Figure 3: Perturbation problem: PINN prediction errors and exact solution (top), alongside adaptive weights and residual point distributions (bottom).

Allen–Cahn and Burgers Equations

For time-dependent nonlinear PDEs with propagating fronts or shocks, adaptive weighting yields improvements only when the batch size is sufficiently large, whereas adaptive sampling alone is relatively batch-size invariant but may over-concentrate on large-gradient regions. The combined method achieves minimal errors at all tested batch sizes and optimally balances between focusing on initial/boundary conditions and capturing localized solution features.

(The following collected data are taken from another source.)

PR #6390, opened 2025-02-09
refactor(front-matter): call `extract()` functions in `any.ts`

timreichen:
This PR replaces `parser` calls with `extract()` calls.
It also adds a missing type in `front_matter/toml.ts`


kt3k (approved):
LGTM

PR #6391, opened 2025-02-09
feat(fs/unstable): add makeTempDir and makeTempDirSync

jbronder:
This PR adds the `makeTempDir` and `makeTempDirSync` APIs to the `@std/fs` package which intends to mirror the `Deno.makeTempDir` and `Deno.makeTempDirSync` functions. The PR also adds the `MakeTempOptions` type and helper functions `getNodeOs` and `getNodePath` in the `_utils.ts` file in preparation for use in future implementations of `@std/fs` APIs: `makeTempFile` and `makeTempFileSync`.

To achieve cross-runtime compatibility with Node.js and satisfy the Deno FS API requirement, the `makeTempDir` and `makeTempDirSync` APIs with `MakeTempOptions` extends functionality for creating temporary directories in Node.js. By adding an optional interface to augment the naming of temporary directory paths, these APIs exist as an alternative to Node-specific APIs that pass a prefix path string argument to `mkdtemp` or `mkdtempSync` to create temporary directories.

Towards #6255.

### DIFF
--- a/_tools/node_test_runner/run_test.mjs
+++ b/_tools/node_test_runner/run_test.mjs
@@ -50,6 +50,7 @@ import "../../collections/unzip_test.ts";
 import "../../collections/without_all_test.ts";
 import "../../collections/zip_test.ts";
 import "../../fs/unstable_link_test.ts";
+import "../../fs/unstable_make_temp_dir_test.ts";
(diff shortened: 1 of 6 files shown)


kt3k (approved):
LGTM. Nice work!

PR #6393, opened 2025-02-09
perf(front-matter): remove regexp `m` flags, reduce unnecessary string operations

timreichen:
This PR restructures regexps by removing  `m` flags and adding capturing groups for `data` and `body`. This makes match post processing in `extractAndParse()` and pre processing in `recognize()` obsolete.


kt3k (approved):
Looks reasonable perf improvements to me. Thanks!

PR #6394, opened 2025-02-11
feat(fs/unstable): add readFile and readFileSync

jbronder:
This PR adds the `readFile` and `readFileSync` APIs to the `@std/fs` package which intends to mirror `Deno.readFile` and `Deno.readFileSync` functions. The PR also adds the `ReadFileOptions` type in preparation for adding the
`readTextFile` API to the `@std/fs` package.

A question on the documentation of `Deno.readFile` and `Deno.readFileSync`: Is the documentation slightly out of date? Specifically, this line:

> "Reading a directory returns an empty data array."

When attempting to do this on my local machine (MacOS), invoking functions `Deno.readFile` and `Deno.readFileSync` rejected/threw with an `Error` and an error code of `EISDIR` (os errno 21). This is true on Deno v1.46.0, v2.x, and
the latest Node.js AFAIK. For the purposes of the PR, I've assumed this is the intended behavior and not returning an empty `Uint8Array` object (`Uint8Array(0)[]`). The `Error` behavior seems to be consistent with `Deno.readTextFile` and `Deno.readTextFileSync`. Apologies if the assumption is too forward.

I can always add the behavior that the documentation states if needed with accompanying unit tests, but I have currently removed the aforementioned "empty array line" from the documentation in this PR. I also did not test for this behavior in the unit tests since all current runtimes (at least on MacOS) currently throw/reject with an `EISDIR` `errno 21` `Error`.

Towards #6255.

### DIFF
--- a/_tools/node_test_runner/run_test.mjs
+++ b/_tools/node_test_runner/run_test.mjs
@@ -51,6 +51,7 @@ import "../../collections/without_all_test.ts";
 import "../../collections/zip_test.ts";
 import "../../fs/unstable_link_test.ts";
 import "../../fs/unstable_read_dir_test.ts";
+import "../../fs/unstable_read_file_test.ts";
 import "../../fs/unstable_read_link_test.ts";
 import "../../fs/unstable_real_path_test.ts";
 import "../../fs/unstable_rename_test.ts";
--- a/fs/deno.json
+++ b/fs/deno.json
@@ -17,6 +17,7 @@
     "./unstable-link": "./unstable_link.ts",
     "./unstable-lstat": "./unstable_lstat.ts",
     "./unstable-read-dir": "./unstable_read_dir.ts",
+    "./unstable-read-file": "./unstable_read_file.ts",
     "./unstable-read-link": "./unstable_read_link.ts",
     "./unstable-real-path": "./unstable_real_path.ts",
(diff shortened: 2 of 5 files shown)


kt3k:
> A question on the documentation of `Deno.readFile` and `Deno.readFileSync`: Is the documentation slightly out of date? Specifically, this line:
> 
> > "Reading a directory returns an empty data array."

Looks like the behavior was changed in a really old version (1.1.0):

```
$ deno1.0.5
Deno 1.0.5
exit using ctrl+d or close()
> Deno.readFileSync(".")
Uint8Array(0) []
> 
$ deno1.1.0
Deno 1.1.0
exit using ctrl+d or close()
> Deno.readFileSync(".")
Uncaught Error: Is a directory (os error 21)
    at unwrapResponse ($deno$/ops/dispatch_minimal.ts:63:11)
    at Object.sendSyncMinimal ($deno$/ops/dispatch_minimal.ts:118:10)
```

Because this behavior exists for long time (more than 4 years), I think the assumption of this PR is reasonable.

Thanks for pointing this out!

kt3k (approved):
LGTM. Nice!

jbronder:
Sure thing! Thanks for writing the follow-up PR!

PR #6395, opened 2025-02-12
chore: add more coverage tasks to `deno.json`

BlackAsLight:
Nobody really asked for this type of change, but I have found it quite useful so hope it gets merged.

Essentially this change adds three new tasks to `deno.json`.
- `deno task cov:mac`
- `deno task cov:lin`
- `deno task cov:win`

Calling the one for your respective system will go through the process of generating the coverage reports and then open it with whatever your default application is for html files. Most likely your browser.

This pull request also makes the change of removing doc examples from being included in the coverage seen as, from my point of view, the doc examples aren't meant to be proving the validity of the code.


deno.json
```diff
@@ -24,10 +24,13 @@
     "typos": "typos -c ./.github/workflows/typos.toml",
     "build:crypto": "deno task --cwd crypto/_wasm wasmbuild",
     "wasmbuild": "deno run -A jsr:@deno/wasmbuild@0.17.1 --js-ext mjs --sync",
-    "cov": "deno coverage --ignore=\"**/*.generated.mjs,**/_test_utils.ts,.github\"",
+    "cov": "deno task test --coverage --clean --reporter=dot && deno coverage --ignore=\"**/*.generated.mjs,**/_test_utils.ts,.github\"",
```
kt3k, line 27: This seems causing the entire test cases run multiple times in CI. Can you also modify ci.yml to fix that?

kt3k (approved):
This also reduces unnecessary coverage output in publish CI. Nice!

LGTM

PR #6396, opened 2025-02-14
feat(fs/unstable): add renameSync

jbronder:
This PR adds the `renameSync` API to `@std/fs` which is intended to mirror the `Deno.renameSync` function.

Towards #6255.


kt3k (approved):
LGTM. Thanks!

PR #6397, opened 2025-02-14
chore: ignore jsonc/testdata from typo check

kt3k:
CI started failing at typo in `jsonc/testdata/test262/JSON/parse/15.12.1.1-g2-3.js`. https://github.com/denoland/std/actions/runs/13319999611/job/37206312707

The file is test fixture, and we can skip checking typo in there


satyarohith (approved):
👍

PR #6402, opened 2025-02-14
fix(cli): update interval in ProgressBar

BlackAsLight:
This pull request fixes the simple issue of the interval having the wrong delay of 200ms instead of 1000ms.


kt3k (approved):
LGTM

PR #6404, opened 2025-02-14
test(cli): fix flaky spinner test

timreichen:
cli `Spinner` test is flaky when testing the `interval` property. This is due to a too small time padding in `delay()`.


kt3k (approved):
LGTM

I also removed unnecessary stubs of `Deno.stdin.setRaw`, and introduced `FakeTime` in `Spinner constructor accepts interval` test case. (Without FakeTime, the case was still flaky)

PR #6406, opened 2025-02-15
BREAKING(cli/unstable): rename `ProgressBar` `end()` method to `stop()`

timreichen:
This PR renames `ProgressBar` `end()` method to `stop()` to align with [Spinner](https://github.com/denoland/std/blob/2829d6d8ec9a9070cf1cee06622e78e163b12444/cli/unstable_spinner.ts#L262).


kt3k:
@BlackAsLight What do you think?

kt3k (approved):
LGTM

BlackAsLight:
I think you forgot to merge this pull request?

kt3k:
I'd prefer to keep this and other breaking changes to ProgressBar open for a while to see if there's further feedbacks, and also to not break the usages for every release (ideally I like to merge all breaking changes to ProgressBar at once to minimize the impact of breakage)

Issue #6427, opened 2025-02-19
`assertArrayIncludes` should fail type checking if elements of `expected` aren't assignable to the element type of `actual`


lionel-rowe:
**Describe the bug**

`assertArrayIncludes` currently passes type checking if elements of `expected` aren't assignable to the element type of `actual`.

**Steps to Reproduce**

```ts
declare const ones: 1[]
declare const twos: 2[]

Array.includes(ones, twos[0]) // fails type checking, as expected
assertArrayIncludes(ones, twos) // passes type checking
```

**Expected behavior**

`assertArrayIncludes(ones, twos)` should fail type checking.

Wrapping the `expected` param in the `NoInfer` utility type seems to fix it.

**Environment**

- OS: Ubuntu
- deno version: 2.1.10
- std version: assert@1.0.11

PR #6428, opened 2025-02-19
fix(assert): fail type check for `assertArrayIncludes` when element type of `expected` not assignable to `actual` (#6427)

lionel-rowe:
Fixes https://github.com/denoland/std/issues/6427

### DIFF
--- a/collections/mod.ts
+++ b/collections/mod.ts
@@ -18,7 +18,7 @@
  *
  * assertEquals(intersect(lisaInterests, kimInterests), ["Cooking", "Music"]);
  *
- * assertArrayIncludes(lisaInterests, [sample(lisaInterests)]);
+ * assertArrayIncludes(lisaInterests, [sample(lisaInterests)!]);
  *
  * const cat = { name: "Lulu", age: 3, breed: "Ragdoll" };
  *
--- a/assert/array_includes.ts
+++ b/assert/array_includes.ts
@@ -29,7 +29,7 @@ export type ArrayLikeArg<T> = ArrayLike<T> & object;
  */
 export function assertArrayIncludes<T>(
   actual: ArrayLikeArg<T>,
-  expected: ArrayLikeArg<T>,
+  expected: NoInfer<ArrayLikeArg<T>>,
   msg?: string,
 ) {
   const missing: unknown[] = [];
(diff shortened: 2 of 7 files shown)


collections/mod.ts
```diff
@@ -18,7 +18,7 @@
  *
  * assertEquals(intersect(lisaInterests, kimInterests), ["Cooking", "Music"]);
  *
- * assertArrayIncludes(lisaInterests, [sample(lisaInterests)]);
+ * assertArrayIncludes(lisaInterests, [sample(lisaInterests)!]);
```
kt3k, line 21: hmm this change seems concerning to me (I think this PR will break actual users code in a similar way)

Can we keep this case working without change somehow?

kt3k:
While I think this change is aligned to the direction we chose in #2203, I'm also very concerned with the breaking nature of this PR.

cc @bartlomieju @ry

collections/mod.ts
lionel-rowe: > hmm this change seems concerning to me (I think this PR will break actual users code in a similar way)
> 
> Can we keep this case working without change somehow?

I don't think so, without explicitly allowing `undefined`, which seems wrong.

For comparison, again with `Array#includes`:

```ts
declare let xs: string[]
declare let x: string | undefined

// Argument of type 'string | undefined' is not assignable to parameter of type 'string'.
xs.includes(x)
```

But on second thoughts, maybe the strict behavior rejecting legitimate uses is more annoying than the sloppy behavior accepting illegitimate ones/lacking autocomplete... it's not uncommon that I have to write code like this:

```ts
stringLiteralUnionArr.includes(arbitraryString as typeof stringLiteralUnionArr[number])
```

bartlomieju:
I tend to agree. Maybe try using this PR in the Deno repo submodule and see how bad it's gonna be?

kt3k:
It turned out that denoland/deno repo doesn't include any usage of `assertArrayIncludes`

```
~/denoland/deno $ git grep assertArrayIncludes | wc -l
       0
```

There seem relatively small number of usages in github search https://github.com/search?q=assertArrayIncludes+language%3ATypeScript&type=code&l=TypeScript

Maybe we can land this as 'fix'?

kt3k:
https://github.com/denoland/std/pull/6428#discussion_r1963230649

> But on second thoughts, maybe the strict behavior rejecting legitimate uses is more annoying than the sloppy behavior accepting illegitimate ones/lacking autocomplete... it's not uncommon that I have to write code like this:

I now agree with this opinion. The current behavior looks more ergonomic than the proposed behavior. Let's not do this

Thanks for your suggestion anyway @lionel-rowe

PR #6430, opened 2025-02-19
BREAKING(cli/unstable): make `ProgressBar` `value` and `max` properties public

timreichen:
Ref: https://github.com/denoland/std/pull/6408#issuecomment-2661396298

This PR makes the `ProgressBar` `value` and `max` properties public.
This is more flexible as the progress bar `max` can be adjusted after instantiation and allows to set the `value` directly (`progressBar.value = newValue`) instead of only adding increments.
This makes the `add()` method obsolete as the same can be achieved with `progressBar.value += x`.


kt3k (approved):
It makes sense to me to make `max` modifiable as I sometimes see such progress indicator (e.g. Deno's download indicator)

It also makes sense to make `value` public property as it now accepts the total `value` number in addition to the difference. (It should be convenient when the progress source only reports the total current number.)

LGTM

kt3k:
@timreichen Thanks for updating!

PR #6431, opened 2025-02-20
test(fs/unstable): add test case for reading text file with BOM

### LINKED ISSUE #6422: Add test case of reading a file with byte order mark to `fs/unstable_read_text_file_test.ts`
ref https://github.com/denoland/std/pull/6405#issuecomment-2660843043

eryue0220:
Fixed #6422


fs/testdata/copy_file_bom.txt
```diff
@@ -0,0 +1,2 @@
+0x00, 0x00, 0xFE, 0xFF
```
kt3k, line 1: I couldn't see BOM in this file (or am I missing something..?)

Screenshot 2025-02-20 at 15 10 09

You can create a text file with BOM like:

```js
Deno.writeTextFileSync("hello.txt", "\ufeffhello");
```

eryue0220: Update. I made a mistake about the BOM.

fs/testdata/copy_file_bom.txt
```diff
@@ -0,0 +1 @@
+﻿hello
```
kt3k, line 1: Updated this file a bit. This file now has the below data (in binary):

Screenshot 2025-02-21 at 11 04 30

kt3k (approved):
I just realized `Deno.readTextFile` doesn't have special handling for BOM. Not sure this is a very meaningful test case, but anyway this shouldn't be harmful

LGTM

fs/testdata/copy_file_bom.txt
eryue0220: Thank you

PR #6432, opened 2025-02-20
fix(uuid): handle `rng` correctly in uuid v1

kt3k:
Currently if the user specifies `rng` option, `generate` returns a broken string like `0b4e9750-ef65-11ef-8000-01undefinedundefinedundefinedundefinedundefined` because `rng` is not called as a function. This PR fixes it.


kt3k:
The initial version already has this behavior https://github.com/denoland/deno/pull/4758/files

bartlomieju (approved):

PR #6436, opened 2025-02-20
feat(fs/unstable): add mkdir and mkdirSync

jbronder:
This PR adds `mkdir` and `mkdirSync` APIs to the `@std/fs` package which are intended to mirror `Deno.mkdir` and `Deno.mkdirSync` functions.

Towards #6255.


kt3k (approved):
LGTM. Nice!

Weighted kernel density estimates confirm that the joint method spatially allocates points and density where both initial conditions and sharp fronts/shocks are important for regression.

Figure 4: Weighted density estimation for the Allen–Cahn equation under different sampling, weighting, and batch size regimes.

Figure 5: Weighted density estimation for the Burgers equation across training strategies and increasing collocation counts.

Lid-driven Cavity Flow

For incompressible Navier–Stokes with sharp vortical features near boundaries and corners, similar trends emerge. Adaptive weighting alone increases density near regions critical for capturing secondary vortices; adaptive sampling fixes on large-gradient regions (top-right corner). Their combination ensures comprehensive focus and achieves uniformly low errors.

Figure 6: Weighted density estimation for the lid-driven cavity flow, emphasizing emphasis on vortices and sharp boundary layers with hybrid adaptive strategy.

Hyperparameter Robustness

A systematic paper on the Burgers equation explores:

Update frequency ( $N_s$ ): Lower values increase accuracy at minor computational cost.
Clipping parameter ( $\gamma$ ): Too-low values revert sampling to uniform; too-high produces instability.
Fraction updated ( $p_u$ ): Optimal within [0.2, 0.6]; updating all points every cycle can degrade stability.
Figure 7: Hyperparameter paper of adaptive sampling for the Burgers equation: error and training time versus update frequency, clipping, and point update fraction.

Distribution of Training Points and Weights

Visualizations after training indicate that adaptive sampling clusters points in regions of steep gradients, while adaptive weighting ensures a nearly uniform distribution of weights, leading to balanced convergence across the sampled domain.

Figure 8: Allen-Cahn equation: exact solution (left) and color-mapped weight distribution over residual points (right).

Figure 9: Burgers equation: PINN prediction errors, ground truth (left), and colored weight distribution (right) following adaptive training.

Figure 10: Lid-driven cavity flow: PINN errors and reference solution (left); training point distribution colored by weights (right).

Implications and Future Directions

This work demonstrates that neither adaptive weighting nor sampling alone is sufficient for universal PINN robustness—especially under limited training point budgets or challenging solution features. However, their principled combination achieves consistently high accuracy, efficient training, and robustness across diverse PDEs.

From a theoretical perspective, the BRDR-weighted adaptive sampler offers a pathway toward convergence guarantees in multi-loss PINN settings, while shedding light on the nuanced interaction between point density and loss landscape geometry. Practically, the method is straightforward to implement in contemporary deep learning frameworks, introduces only modest computational overhead, and requires minimal tuning.

Future extensions include:

Automated hyperparameter optimization across even wider problem classes (e.g., high-dimensional, multi-physics PDEs).
Integration with advanced initialization and continual learning schemes.
Coupling with operator learning (e.g., DeepONet) or multi-fidelity/data-driven PINNs.

Conclusion

The self-adaptive hybrid weighting and sampling framework for PINNs synchronizes the strengths of both residual-driven sampling and balanced weight assignment throughout training. Empirical evidence illustrates that this method significantly improves accuracy and efficiency on canonical PDE benchmarks, even in the low batch size or highly nonuniform solution regime. This approach forms a strong foundation for further advances in computational PDE learning with neural networks.